Title: Dense Relational Image Captioning via Multi-task Triple-Stream Networks
Authors: Dong-Jin Kim (KAIST), Tae-Hyun Oh (POSTECH), Jinsoo Choi (Apple), In So Kweon (KAIST)
We introduce dense relational captioning, a novel image captioning task which aims to generate multiple captions with respect to relational information between objects in a visual scene. Relational captioning provides explicit descriptions of each relationship between object combinations. This framework is advantageous in both diversity and amount of information, leading to a comprehensive image understanding based on relationships, e.g., relational proposal generation. For relational understanding between objects, the part-of-speech (POS, i.e., subject-object-predicate categories) can be a valuable prior information to guide the causal sequence of words in a caption. We enforce our framework to not only learn to generate captions but also predict the POS of each word. To this end, we propose the multi-task triple-stream network (MTTSNet) which consists of three recurrent units responsible for each POS which is trained by jointly predicting the correct captions and POS for each word. In addition, we found that the performance of MTTSNet can be improved by modulating the object embeddings with an explicit relational module. We demonstrate that our proposed model can generate more diverse and richer captions, via extensive experimental analysis on large scale datasets and several metrics. We additionally extend analysis to an ablation study, applications on holistic image captioning, scene graph generation, and retrieval tasks.

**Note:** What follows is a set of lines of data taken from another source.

PR #3423, opened 2023-06-19
Avoid calling `getCharacterCoordinates` when `fullHeight` is set in the MarkdownEditor

japf:
* fix https://github.com/github/primer/issues/2355

This fixes a performance issue where on each keystroke `getCharacterCoordinates` is called in the markdown editor. 
When `fullHeight` is set to true, we can skip this call and save some cpu cycles 🚀 

### Merge checklist

- [ ] Added/updated tests
- [ ] Tested in Chrome
- [ ] Tested in Firefox
- [ ] Tested in Safari
- [ ] Tested in Edge

### DIFF
--- a/src/drafts/hooks/useDynamicTextareaHeight.ts
+++ b/src/drafts/hooks/useDynamicTextareaHeight.ts
@@ -4,7 +4,7 @@ import {SxProp} from '../../sx'
 import {getCharacterCoordinates} from '../utils/character-coordinates'
 
 type UseDynamicTextareaHeightSettings = {
-  fullHeight?: boolean
+  disabled?: boolean
   minHeightLines?: number
   maxHeightLines?: number
   elementRef: RefObject<HTMLTextAreaElement | null>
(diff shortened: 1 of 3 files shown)


src/drafts/hooks/useDynamicTextareaHeight.ts
```diff
@@ -4,6 +4,7 @@ import {SxProp} from '../../sx'
 import {getCharacterCoordinates} from '../utils/character-coordinates'
 
 type UseDynamicTextareaHeightSettings = {
+  fullHeight?: boolean
```
iansan5653, line 7: Maybe we should just call this `disabled` or something generic like that? This hook isn't specific to the Markdown editor - it can be used to size any textarea - but `fullHeight` is.

japf: Good point, done in https://github.com/primer/react/pull/3423/commits/718e28ef46e4f9382a1de612c2750be9df51ac41

mperrotti (commented):
@japf - could you add a Storybook example for this behavior in `src/drafts/MarkdownEditor/MarkdownEditor.stories.tsx`?

joshblack (approved):

PR #3427, opened 2023-06-19
Fix mode switcher

lukasoppermann:
**Summary**
Update the way we add the `data-color-mode` attribute. It was wrong before so that the `data-color-mode` attribute did not update when the user changed the theme from the theme switcher.

### Merge checklist

- [x] Added/updated tests
- [x] Tested in Chrome
- [ ] Tested in Firefox
- [ ] Tested in Safari
- [ ] Tested in Edge


langermank (approved):
Testing in a codespace, makes sense! Just need to fix those lint errors before merging

Issue #3430, opened 2023-06-20
Primer leading/trailingVisual and Icons cannot be lazy, memo, forwardRef


mattcosta7:
### Description

related potentially, but not exactly - https://github.com/primer/react/issues/2457

This would not be necessary if we passed rendered elements as props instead of passing components (as the linked PR above suggests)

Primer defines some props that accept _function components_ however they don't accept things like forwardRef components, memoized components or lazy components (at least)

Where does this show up?

Places like this one - https://github.com/primer/react/blob/21fa73cde4ff0172a95e0aca19550e5dd554c2a0/src/TextInput/TextInput.tsx#L137

this _should_ render anything that's component-like, and not just function components, but it only handles function components. 

something like this using [react-is](https://www.npmjs.com/package/react-is) might be what we want here, with type updates to match

```tsx
import {isValidElementType} from 'react-is'

 {isValidElementType(LeadingVisual) ? <LeadingVisual /> : LeadingVisual} 
```

When using primer/octicons-react version 19+, these components break because icons are all `forwardRef` components in that version

Attempting to use v19+ in `github/github` also trips these failures - https://github.com/github/github/pull/276931

### Steps to reproduce

Attempt to pass a memoized, lazy or ref forwarding component to a leadingVisual

### Version

latest

broccolinisoup:
Hello @mattcosta7!👋🏻 Thanks for raising this issue. [Bumping the octicon version](https://github.com/primer/react/pull/3266) was one of the [reverted PRs](https://github.com/primer/react/pull/3408) and I did a very poor job on updating these function type checkings on the bump PR 🙈 I already have a PR to re-introducing the bump and function type checks, https://github.com/primer/react/pull/3428, now I am using the `is-react` library as you suggested. It is still wip but I probably will reach out again due to type updates, I am struggling a bit with them.

mattcosta7:
@broccolinisoup something like this should do it? https://github.com/primer/react/pull/3437

Issue #3429, opened 2023-06-20
Re-add the PRs that are reverted from `main` due to introducing breaking changes to github.com on the v35.26.0 release


broccolinisoup:
Due to the recent deploy freeze at dotcom, we were unable to release primer/react on a regular schedule and this impacted the scope of the release candidate, therefore made it very challenging for us to address failing tests at dotcom. As a team, we made a decision to revert the PRs that we are introducing breaking changes to be able to get the current release out. [Here](https://github.com/primer/react/pull/3408) is the PR that reverts the PRs that introducing breaking changes. 

This issue focuses on adding them back to `main` to be released in one of the upcoming releases.

If you are assigned to this issue, it is high likely that we had to revert your PR(s) (apologise again ❤️ ) but now it is time to add back in. 

### Create a (draft) PR in primer/react

Create a new (draft) PR in https://github.com/primer/react with your reverted changes. You can cherry-pick the reverted commit on top of `main` or if you have a different idea/way of doing it, feel free to do it.  If you decide to go with cherry-pick, you can find the commit ID to cherry-pick in your original PR, towards the bottom. Example: "Merged via the queue into main with commit [9532977](https://github.com/primer/react/commit/95329773db772b4113368cd2774025c0486bf356) [on May 16](https://github.com/primer/react/pull/3266#event-9252410375)" Sorry if you already know about this stuff, I just wanted to make sure we don't block anyone in case they are not familiar with reverting/re-adding commits.

For example, I created one for my reverted octicon changes https://github.com/primer/react/pull/3428

### Canary version of `@primer/react` at PR time

We release a canary version of primer react, everytime when there is a new PR created as well as the PR receives new commits. If you scroll to the CI checks of your newly created draft PR, you will see one job that publishes these canary packages. ie.e "Published @primer/react — 0.0.0-xyz" - You can use this 0.0.0-xyz version to test your changes at github.com

### Dotcom development environment setup

Open up your dotcom development environment. If this is your first time, please refer to [the hub documentation](https://thehub.github.com/epd/engineering/products-and-services/dotcom/development-environment/). If you have any problems setting up your dotcom environment, please ask help on [these slack channel.](https://thehub.github.com/epd/engineering/products-and-services/dotcom/development-environment/#getting-help)

### Installing the canary version at dotcom

[...]

PR #3428, opened 2023-06-20
Bump @primer/react-octicons to v19.0.1 and update `Octicons` to use `React.forweardRef` (re-introducing reverted PRs)

broccolinisoup:
Describe your changes here.

Closes # (type the issue number after # if applicable; otherwise remove this line)

### Screenshots

Please provide before/after screenshots for any visual changes

### Merge checklist

- [ ] Added/updated tests
- [ ] Added/updated documentation
- [ ] Changes are [SSR compatible](https://github.com/primer/react/blob/main/contributor-docs/CONTRIBUTING.md#ssr-compatibility)
- [ ] Tested in Chrome
- [ ] Tested in Firefox
- [ ] Tested in Safari
- [ ] Tested in Edge

Take a look at the [What we look for in reviews](https://github.com/primer/react/blob/main/contributor-docs/CONTRIBUTING.md#what-we-look-for-in-reviews) section of the contributing guidelines for more information on how we review PRs.

PR #3437, opened 2023-06-21
use react-is for checking valid element type, update primer/octicons-react

mattcosta7:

Title: Robust and Efficient Estimation of Relative Pose for Cameras on Selfie Sticks
Authors: Kyungdon Joo (UNIST), Hongdong Li (ANU), Tae-Hyun Oh (POSTECH), In So Kweon (KAIST) (Corresponding author: Tae-Hyun Oh)
Taking selfies has become one of the major photographic trends of our time. In this study, we focus on the selfie stick, on which a camera is mounted to take selfies. We observe that a camera on a selfie stick typically travels through a particular type of trajectory around a sphere. Based on this finding, we propose a robust, efficient, and optimal estimation method for relative camera pose between two images captured by a camera mounted on a selfie stick. We exploit the special geometric structure of camera motion constrained by a selfie stick and define this motion as spherical joint motion. Utilizing a novel parametrization and calibration scheme, we demonstrate that the pose estimation problem can be reduced to a 3-degrees of freedom (DoF) search problem, instead of a generic 6-DoF problem. This facilitates the derivation of an efficient branch-and-bound optimization method that guarantees a global optimal solution, even in the presence of outliers. Furthermore, as a simplified case of spherical joint motion, we introduce selfie motion, which has a fewer number of DoF than spherical joint motion. We validate the performance and guaranteed optimality of our method on both synthetic and real-world data. Additionally, we demonstrate the applicability of the proposed method for two applications: refocusing and stylization.